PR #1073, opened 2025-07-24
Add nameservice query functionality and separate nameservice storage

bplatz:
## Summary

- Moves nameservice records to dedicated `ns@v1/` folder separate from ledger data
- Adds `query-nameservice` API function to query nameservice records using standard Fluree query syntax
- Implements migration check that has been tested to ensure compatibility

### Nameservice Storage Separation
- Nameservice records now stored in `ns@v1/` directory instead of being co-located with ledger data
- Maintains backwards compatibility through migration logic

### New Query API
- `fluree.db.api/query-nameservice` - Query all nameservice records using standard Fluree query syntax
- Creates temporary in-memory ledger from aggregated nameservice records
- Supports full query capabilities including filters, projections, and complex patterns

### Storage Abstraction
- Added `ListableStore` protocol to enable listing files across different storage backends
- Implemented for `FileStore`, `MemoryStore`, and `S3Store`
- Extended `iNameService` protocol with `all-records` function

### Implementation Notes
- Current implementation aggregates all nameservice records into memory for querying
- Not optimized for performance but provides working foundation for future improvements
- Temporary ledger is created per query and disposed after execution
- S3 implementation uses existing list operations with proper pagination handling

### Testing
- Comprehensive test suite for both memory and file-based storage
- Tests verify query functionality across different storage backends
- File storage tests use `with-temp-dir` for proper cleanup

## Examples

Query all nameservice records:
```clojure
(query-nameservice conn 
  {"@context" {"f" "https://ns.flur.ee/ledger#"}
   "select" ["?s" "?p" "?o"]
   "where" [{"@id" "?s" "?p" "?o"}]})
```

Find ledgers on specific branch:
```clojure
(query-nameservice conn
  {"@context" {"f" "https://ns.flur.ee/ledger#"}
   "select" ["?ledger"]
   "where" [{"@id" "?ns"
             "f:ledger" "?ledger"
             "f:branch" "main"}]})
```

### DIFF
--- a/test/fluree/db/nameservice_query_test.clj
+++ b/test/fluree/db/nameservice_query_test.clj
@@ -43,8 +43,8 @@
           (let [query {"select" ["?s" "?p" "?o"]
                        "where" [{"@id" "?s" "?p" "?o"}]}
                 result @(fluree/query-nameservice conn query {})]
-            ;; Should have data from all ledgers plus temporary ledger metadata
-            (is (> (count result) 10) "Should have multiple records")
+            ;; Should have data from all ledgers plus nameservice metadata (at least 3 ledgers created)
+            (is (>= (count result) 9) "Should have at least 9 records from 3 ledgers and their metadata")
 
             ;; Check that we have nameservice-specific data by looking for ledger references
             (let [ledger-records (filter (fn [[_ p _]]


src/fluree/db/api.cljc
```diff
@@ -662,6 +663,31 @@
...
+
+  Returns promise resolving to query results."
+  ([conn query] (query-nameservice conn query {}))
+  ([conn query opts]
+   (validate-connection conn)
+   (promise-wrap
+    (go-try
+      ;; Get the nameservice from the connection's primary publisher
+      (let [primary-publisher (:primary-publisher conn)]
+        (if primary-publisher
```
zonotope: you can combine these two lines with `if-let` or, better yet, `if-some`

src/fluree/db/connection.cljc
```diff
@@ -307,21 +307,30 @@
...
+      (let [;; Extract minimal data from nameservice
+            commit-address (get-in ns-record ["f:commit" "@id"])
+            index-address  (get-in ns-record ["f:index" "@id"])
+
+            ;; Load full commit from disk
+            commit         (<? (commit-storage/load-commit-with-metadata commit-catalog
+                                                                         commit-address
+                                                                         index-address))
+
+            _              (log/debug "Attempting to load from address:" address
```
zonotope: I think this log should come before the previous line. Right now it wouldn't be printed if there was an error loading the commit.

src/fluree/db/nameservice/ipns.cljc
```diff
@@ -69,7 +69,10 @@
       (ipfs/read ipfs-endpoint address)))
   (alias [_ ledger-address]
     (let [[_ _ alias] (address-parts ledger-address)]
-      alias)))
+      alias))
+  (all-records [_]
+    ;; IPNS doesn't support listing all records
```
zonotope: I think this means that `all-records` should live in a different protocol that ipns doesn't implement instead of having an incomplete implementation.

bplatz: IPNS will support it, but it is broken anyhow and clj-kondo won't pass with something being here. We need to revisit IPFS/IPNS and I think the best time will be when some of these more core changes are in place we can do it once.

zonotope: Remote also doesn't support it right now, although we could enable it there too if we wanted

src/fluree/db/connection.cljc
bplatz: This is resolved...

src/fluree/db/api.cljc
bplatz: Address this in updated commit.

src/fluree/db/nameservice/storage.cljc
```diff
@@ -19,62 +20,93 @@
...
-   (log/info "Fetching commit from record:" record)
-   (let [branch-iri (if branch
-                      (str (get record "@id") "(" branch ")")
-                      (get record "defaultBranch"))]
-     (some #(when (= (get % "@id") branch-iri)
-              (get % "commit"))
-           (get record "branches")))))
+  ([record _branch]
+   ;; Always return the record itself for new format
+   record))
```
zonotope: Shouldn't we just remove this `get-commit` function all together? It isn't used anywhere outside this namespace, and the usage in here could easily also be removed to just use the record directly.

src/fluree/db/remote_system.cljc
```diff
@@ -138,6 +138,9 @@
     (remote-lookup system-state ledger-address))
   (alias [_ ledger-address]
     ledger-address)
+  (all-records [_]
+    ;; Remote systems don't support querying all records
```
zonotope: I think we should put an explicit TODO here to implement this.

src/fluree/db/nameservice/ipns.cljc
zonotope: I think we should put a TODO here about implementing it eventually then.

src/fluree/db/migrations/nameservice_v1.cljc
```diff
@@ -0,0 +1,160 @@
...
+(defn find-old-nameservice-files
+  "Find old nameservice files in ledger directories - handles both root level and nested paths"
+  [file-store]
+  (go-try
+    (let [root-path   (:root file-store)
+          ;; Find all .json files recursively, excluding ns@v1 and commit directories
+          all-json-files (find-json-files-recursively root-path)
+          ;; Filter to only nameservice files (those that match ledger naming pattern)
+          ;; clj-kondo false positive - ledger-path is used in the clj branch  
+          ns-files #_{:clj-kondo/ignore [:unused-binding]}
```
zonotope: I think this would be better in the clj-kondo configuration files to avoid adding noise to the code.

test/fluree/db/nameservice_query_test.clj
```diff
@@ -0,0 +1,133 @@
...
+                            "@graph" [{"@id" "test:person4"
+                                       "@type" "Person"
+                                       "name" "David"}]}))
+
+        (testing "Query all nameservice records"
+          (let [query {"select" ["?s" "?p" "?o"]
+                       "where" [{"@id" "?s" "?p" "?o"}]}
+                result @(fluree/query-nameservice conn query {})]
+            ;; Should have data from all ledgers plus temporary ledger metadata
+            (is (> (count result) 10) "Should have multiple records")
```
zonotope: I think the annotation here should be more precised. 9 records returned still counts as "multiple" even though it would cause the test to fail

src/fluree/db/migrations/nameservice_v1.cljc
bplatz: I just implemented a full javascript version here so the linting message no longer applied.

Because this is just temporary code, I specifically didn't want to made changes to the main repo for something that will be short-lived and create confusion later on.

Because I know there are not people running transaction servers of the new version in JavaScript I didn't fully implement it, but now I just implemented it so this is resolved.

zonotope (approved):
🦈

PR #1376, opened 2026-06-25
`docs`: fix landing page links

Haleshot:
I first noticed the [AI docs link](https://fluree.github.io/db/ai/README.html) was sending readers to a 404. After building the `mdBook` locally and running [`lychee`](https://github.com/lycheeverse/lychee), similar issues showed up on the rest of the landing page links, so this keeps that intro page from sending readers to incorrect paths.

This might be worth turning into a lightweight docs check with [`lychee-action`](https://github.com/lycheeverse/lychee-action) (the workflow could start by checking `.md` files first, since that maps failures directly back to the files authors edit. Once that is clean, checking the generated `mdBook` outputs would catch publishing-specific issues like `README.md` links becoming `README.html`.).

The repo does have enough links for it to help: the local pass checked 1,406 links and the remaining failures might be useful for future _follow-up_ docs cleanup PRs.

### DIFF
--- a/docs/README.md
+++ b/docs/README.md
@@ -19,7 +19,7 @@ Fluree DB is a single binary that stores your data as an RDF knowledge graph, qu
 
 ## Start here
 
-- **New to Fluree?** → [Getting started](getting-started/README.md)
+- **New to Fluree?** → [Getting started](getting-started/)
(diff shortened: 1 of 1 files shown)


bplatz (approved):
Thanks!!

──────────────────────────────

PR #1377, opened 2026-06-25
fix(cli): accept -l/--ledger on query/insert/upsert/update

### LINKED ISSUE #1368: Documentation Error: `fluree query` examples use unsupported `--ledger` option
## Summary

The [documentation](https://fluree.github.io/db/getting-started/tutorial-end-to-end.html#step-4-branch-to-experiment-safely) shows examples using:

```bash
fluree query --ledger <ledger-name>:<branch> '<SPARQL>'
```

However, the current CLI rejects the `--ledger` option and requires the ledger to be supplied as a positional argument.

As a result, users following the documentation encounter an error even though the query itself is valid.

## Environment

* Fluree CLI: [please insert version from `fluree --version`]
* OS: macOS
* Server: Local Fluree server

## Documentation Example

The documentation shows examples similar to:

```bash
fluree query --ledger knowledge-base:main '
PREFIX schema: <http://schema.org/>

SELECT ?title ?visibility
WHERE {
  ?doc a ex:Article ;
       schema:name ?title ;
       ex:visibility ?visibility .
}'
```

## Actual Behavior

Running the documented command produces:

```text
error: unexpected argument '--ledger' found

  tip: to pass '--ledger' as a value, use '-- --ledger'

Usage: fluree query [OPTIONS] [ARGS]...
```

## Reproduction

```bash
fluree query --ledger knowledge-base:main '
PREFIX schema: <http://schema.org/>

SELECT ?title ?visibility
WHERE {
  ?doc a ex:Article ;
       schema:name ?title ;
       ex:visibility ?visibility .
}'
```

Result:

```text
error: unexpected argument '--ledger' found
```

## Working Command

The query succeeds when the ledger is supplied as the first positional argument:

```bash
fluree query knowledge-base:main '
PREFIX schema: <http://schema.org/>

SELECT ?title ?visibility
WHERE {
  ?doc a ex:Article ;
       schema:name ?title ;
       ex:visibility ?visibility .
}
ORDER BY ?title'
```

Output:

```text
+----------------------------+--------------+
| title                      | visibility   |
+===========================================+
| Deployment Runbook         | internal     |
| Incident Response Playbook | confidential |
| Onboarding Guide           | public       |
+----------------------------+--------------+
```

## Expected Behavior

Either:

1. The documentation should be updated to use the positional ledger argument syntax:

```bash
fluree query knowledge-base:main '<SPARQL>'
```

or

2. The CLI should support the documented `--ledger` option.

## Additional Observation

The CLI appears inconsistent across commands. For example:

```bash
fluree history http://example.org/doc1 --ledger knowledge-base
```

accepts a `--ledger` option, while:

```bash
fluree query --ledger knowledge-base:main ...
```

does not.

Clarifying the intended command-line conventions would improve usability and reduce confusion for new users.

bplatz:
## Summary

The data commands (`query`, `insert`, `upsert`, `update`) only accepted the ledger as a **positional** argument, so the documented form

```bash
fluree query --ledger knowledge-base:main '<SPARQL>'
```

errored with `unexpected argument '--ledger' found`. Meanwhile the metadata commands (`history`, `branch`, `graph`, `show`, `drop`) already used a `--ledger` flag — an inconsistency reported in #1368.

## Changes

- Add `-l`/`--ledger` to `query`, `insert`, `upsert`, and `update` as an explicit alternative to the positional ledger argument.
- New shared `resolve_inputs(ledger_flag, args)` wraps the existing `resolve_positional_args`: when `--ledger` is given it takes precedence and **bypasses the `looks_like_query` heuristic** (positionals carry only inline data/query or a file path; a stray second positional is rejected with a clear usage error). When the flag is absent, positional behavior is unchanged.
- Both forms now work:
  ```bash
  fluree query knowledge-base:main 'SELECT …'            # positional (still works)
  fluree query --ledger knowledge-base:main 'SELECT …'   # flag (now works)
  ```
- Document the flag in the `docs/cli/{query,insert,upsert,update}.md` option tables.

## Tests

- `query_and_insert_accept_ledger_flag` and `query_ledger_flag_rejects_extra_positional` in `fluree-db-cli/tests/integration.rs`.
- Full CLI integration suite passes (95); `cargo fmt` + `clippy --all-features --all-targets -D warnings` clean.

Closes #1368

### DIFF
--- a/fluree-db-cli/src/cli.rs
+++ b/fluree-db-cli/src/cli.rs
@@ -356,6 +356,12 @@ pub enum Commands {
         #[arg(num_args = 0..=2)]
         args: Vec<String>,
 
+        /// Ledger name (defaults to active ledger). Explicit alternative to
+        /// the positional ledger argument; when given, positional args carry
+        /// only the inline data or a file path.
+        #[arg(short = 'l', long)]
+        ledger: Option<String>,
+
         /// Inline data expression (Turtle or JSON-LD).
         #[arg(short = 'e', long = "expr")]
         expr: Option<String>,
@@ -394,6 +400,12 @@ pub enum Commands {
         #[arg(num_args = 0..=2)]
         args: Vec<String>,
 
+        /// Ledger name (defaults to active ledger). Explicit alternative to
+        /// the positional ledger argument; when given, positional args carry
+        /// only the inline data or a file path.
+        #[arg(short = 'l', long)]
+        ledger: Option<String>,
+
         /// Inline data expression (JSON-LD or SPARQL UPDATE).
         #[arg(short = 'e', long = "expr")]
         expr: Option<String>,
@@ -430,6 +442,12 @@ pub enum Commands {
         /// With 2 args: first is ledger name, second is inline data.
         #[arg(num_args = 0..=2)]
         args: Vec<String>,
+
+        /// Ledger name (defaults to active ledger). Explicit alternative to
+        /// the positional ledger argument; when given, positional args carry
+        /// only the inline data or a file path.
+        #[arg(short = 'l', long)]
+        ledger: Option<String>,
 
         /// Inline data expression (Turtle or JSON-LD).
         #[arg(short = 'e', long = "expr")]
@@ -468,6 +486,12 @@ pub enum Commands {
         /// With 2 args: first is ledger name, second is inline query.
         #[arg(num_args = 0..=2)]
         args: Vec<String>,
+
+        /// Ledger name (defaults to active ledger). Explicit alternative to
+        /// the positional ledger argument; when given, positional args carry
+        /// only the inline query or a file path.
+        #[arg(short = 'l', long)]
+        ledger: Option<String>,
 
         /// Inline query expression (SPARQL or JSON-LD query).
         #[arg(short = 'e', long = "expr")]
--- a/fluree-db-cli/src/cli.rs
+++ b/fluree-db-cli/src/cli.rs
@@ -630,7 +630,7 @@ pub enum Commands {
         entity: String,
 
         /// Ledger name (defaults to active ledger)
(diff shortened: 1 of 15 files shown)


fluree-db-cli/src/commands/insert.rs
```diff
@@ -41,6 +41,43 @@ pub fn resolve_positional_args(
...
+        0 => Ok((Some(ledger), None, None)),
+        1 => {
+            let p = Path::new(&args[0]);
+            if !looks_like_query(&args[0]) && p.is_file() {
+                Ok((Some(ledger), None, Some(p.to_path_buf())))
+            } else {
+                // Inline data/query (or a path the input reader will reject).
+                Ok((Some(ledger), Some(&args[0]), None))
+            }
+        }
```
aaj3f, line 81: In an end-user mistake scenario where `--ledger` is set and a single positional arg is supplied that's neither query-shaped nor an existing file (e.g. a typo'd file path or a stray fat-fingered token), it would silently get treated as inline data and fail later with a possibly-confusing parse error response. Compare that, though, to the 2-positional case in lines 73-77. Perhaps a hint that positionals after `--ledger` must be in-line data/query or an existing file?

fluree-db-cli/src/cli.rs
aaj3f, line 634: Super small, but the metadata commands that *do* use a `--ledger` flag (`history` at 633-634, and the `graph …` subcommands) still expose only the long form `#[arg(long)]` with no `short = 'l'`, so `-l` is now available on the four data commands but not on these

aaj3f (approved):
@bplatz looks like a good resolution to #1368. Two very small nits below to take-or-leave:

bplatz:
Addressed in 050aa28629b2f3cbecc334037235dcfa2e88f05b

──────────────────────────────

**WHAT TO DO**
Copy every line in the data above that has the string "alias" in it.

**TASK SOLUTION**
   (alias [_ ledger-address]
     (let [[_ _ alias] (address-parts ledger-address)]
-      alias)))
+      alias))
   (alias [_ ledger-address]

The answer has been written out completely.